__WORK REQUIRED__.
Check each line of the data below for the word "created", then extract the ones that have it.

+++ THE DATA

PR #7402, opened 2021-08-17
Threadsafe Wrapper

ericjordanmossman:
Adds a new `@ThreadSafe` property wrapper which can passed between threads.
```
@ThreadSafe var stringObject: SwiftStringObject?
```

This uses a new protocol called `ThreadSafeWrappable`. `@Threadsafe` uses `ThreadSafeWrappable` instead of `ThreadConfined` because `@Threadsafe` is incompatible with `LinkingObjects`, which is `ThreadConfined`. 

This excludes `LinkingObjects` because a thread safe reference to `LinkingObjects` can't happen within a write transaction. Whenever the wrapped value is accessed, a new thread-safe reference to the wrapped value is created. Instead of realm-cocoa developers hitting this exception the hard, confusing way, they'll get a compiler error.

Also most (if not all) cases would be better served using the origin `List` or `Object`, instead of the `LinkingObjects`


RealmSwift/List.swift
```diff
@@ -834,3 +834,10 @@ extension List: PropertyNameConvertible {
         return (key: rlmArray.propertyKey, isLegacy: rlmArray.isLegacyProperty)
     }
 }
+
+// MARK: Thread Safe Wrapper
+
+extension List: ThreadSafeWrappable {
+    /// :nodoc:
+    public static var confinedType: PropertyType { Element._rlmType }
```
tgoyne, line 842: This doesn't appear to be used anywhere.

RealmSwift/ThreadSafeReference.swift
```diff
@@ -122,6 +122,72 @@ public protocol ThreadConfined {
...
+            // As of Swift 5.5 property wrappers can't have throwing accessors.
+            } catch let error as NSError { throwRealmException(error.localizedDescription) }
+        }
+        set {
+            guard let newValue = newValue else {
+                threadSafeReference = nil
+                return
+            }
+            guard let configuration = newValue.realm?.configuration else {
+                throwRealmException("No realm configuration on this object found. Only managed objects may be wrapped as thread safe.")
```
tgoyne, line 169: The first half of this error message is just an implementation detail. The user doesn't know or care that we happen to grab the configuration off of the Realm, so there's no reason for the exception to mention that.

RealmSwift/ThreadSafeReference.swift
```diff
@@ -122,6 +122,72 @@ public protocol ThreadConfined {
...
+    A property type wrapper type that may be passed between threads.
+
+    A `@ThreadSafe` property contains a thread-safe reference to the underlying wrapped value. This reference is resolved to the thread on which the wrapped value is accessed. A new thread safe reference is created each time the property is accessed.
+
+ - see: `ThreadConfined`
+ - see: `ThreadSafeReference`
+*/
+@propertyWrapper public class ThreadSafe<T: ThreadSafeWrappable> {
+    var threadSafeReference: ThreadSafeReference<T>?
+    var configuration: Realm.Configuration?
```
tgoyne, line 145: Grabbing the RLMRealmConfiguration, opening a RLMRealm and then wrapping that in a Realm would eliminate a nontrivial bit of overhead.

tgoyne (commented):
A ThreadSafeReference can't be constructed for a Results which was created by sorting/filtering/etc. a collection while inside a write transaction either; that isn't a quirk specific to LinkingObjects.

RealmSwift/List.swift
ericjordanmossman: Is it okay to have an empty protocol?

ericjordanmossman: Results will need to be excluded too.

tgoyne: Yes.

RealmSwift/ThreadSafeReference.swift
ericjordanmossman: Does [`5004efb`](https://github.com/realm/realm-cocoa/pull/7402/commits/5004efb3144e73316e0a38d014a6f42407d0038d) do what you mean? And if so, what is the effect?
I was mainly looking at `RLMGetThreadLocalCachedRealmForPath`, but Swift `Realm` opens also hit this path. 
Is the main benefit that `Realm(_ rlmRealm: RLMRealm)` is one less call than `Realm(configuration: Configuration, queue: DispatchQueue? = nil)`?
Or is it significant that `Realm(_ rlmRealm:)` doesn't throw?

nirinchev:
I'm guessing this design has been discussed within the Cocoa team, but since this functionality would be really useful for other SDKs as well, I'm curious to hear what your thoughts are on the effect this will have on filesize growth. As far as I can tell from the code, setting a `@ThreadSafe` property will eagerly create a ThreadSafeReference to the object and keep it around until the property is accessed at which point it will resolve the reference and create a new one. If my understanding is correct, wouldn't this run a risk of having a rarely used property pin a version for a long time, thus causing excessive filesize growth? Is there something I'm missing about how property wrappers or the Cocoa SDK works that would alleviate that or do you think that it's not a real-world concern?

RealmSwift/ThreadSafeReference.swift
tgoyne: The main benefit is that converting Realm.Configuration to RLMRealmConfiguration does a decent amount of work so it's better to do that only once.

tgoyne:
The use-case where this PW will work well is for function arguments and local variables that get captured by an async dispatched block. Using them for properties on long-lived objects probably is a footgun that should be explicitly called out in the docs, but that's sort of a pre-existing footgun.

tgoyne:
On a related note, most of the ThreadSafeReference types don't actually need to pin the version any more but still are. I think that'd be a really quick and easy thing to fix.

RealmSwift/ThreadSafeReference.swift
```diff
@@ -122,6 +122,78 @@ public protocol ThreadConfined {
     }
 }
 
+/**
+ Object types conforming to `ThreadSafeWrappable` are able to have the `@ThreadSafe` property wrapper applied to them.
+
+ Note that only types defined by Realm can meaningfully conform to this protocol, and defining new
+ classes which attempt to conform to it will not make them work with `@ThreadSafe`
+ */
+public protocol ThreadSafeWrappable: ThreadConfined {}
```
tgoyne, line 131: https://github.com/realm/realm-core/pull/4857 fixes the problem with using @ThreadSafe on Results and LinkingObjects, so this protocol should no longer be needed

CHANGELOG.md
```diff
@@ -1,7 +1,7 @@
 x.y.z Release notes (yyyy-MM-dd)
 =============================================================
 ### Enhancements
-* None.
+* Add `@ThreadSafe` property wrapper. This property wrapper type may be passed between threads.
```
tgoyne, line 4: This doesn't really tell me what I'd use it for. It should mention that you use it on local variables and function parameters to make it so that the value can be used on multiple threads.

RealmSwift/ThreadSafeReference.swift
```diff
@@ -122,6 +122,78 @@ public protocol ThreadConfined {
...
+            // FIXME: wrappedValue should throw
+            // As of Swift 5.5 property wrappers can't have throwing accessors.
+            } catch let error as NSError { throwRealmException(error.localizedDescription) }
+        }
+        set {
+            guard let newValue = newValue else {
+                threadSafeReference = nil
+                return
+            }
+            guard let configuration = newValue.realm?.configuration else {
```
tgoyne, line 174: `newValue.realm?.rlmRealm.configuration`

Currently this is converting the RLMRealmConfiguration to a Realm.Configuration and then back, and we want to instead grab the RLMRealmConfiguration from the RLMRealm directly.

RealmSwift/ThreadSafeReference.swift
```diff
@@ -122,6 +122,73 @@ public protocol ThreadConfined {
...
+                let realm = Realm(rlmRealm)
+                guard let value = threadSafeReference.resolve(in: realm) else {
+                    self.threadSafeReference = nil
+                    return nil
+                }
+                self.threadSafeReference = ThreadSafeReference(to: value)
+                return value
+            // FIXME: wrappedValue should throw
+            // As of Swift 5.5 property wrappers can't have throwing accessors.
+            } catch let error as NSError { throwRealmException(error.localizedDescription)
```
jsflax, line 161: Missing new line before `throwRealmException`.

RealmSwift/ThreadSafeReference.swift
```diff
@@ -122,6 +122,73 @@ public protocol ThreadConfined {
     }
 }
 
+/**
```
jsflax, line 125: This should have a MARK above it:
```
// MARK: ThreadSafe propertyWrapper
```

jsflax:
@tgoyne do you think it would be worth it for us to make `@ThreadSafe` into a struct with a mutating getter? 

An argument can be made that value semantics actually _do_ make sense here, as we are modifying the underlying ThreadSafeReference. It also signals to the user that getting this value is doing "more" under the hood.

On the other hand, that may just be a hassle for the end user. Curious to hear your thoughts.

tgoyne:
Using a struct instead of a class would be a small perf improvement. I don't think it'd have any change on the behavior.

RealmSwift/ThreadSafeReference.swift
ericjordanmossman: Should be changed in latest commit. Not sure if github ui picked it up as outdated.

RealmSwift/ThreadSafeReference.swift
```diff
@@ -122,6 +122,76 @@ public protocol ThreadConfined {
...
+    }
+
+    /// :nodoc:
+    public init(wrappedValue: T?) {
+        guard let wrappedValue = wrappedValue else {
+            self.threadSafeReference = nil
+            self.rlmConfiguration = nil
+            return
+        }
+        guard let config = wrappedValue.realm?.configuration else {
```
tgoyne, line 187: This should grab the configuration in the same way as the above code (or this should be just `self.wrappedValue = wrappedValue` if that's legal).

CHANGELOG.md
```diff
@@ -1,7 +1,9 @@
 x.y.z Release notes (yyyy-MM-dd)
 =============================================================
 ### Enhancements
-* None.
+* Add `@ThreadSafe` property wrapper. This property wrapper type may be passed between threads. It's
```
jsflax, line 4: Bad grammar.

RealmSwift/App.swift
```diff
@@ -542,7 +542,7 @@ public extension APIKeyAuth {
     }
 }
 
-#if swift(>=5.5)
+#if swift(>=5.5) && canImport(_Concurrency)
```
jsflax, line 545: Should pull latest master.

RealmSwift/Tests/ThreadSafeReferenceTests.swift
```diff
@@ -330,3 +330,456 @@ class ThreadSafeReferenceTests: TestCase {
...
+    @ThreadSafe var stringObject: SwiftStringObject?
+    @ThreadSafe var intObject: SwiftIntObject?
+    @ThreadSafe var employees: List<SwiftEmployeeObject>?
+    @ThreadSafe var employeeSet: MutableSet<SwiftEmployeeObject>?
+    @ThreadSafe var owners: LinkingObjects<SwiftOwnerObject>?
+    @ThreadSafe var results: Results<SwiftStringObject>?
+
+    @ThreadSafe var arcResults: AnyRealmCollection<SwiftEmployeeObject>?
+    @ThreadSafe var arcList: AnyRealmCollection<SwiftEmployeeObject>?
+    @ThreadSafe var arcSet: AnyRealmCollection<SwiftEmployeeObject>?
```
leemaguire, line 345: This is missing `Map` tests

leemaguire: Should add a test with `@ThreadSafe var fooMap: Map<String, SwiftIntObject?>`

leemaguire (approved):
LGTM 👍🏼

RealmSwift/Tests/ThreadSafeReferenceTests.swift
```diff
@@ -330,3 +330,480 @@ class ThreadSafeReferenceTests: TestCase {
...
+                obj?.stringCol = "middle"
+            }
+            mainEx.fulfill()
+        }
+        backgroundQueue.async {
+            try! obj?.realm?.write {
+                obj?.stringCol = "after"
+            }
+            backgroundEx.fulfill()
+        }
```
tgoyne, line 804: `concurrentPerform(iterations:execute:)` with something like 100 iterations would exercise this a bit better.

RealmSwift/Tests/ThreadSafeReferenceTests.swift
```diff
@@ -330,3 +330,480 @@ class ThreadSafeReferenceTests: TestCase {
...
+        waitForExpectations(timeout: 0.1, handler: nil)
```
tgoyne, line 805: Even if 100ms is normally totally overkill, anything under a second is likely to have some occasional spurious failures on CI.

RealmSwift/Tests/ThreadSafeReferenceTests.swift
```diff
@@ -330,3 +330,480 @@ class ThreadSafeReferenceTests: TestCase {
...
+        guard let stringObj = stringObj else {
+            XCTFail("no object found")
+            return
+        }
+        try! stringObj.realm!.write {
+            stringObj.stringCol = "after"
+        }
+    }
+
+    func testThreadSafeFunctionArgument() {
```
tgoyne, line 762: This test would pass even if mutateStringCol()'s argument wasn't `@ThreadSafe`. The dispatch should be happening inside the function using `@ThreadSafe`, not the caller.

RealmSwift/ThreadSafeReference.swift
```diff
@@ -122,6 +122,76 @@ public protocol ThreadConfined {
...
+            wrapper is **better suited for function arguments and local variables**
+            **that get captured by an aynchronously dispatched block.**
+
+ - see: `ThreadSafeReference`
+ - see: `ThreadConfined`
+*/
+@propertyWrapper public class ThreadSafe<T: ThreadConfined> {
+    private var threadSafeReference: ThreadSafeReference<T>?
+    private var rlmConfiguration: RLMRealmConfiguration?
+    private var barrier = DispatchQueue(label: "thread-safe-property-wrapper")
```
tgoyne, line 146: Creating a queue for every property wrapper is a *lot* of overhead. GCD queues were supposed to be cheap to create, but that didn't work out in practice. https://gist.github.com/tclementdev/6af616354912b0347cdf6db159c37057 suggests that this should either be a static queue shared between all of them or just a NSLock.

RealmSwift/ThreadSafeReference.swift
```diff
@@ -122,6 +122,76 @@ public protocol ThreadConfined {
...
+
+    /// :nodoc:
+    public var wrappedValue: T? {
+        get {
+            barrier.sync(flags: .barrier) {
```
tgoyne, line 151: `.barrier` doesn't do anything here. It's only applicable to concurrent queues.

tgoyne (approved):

++++++

__RESULT OF THIS TASK__.
This excludes `LinkingObjects` because a thread safe reference to `LinkingObjects` can't happen within a write transaction. Whenever the wrapped value is accessed, a new thread-safe reference to the wrapped value is created. Instead of realm-cocoa developers hitting this exception the hard, confusing way, they'll get a compiler error.
+    A `@ThreadSafe` property contains a thread-safe reference to the underlying wrapped value. This reference is resolved to the thread on which the wrapped value is accessed. A new thread safe reference is created each time the property is accessed.
A ThreadSafeReference can't be constructed for a Results which was created by sorting/filtering/etc. a collection while inside a write transaction either; that isn't a quirk specific to LinkingObjects.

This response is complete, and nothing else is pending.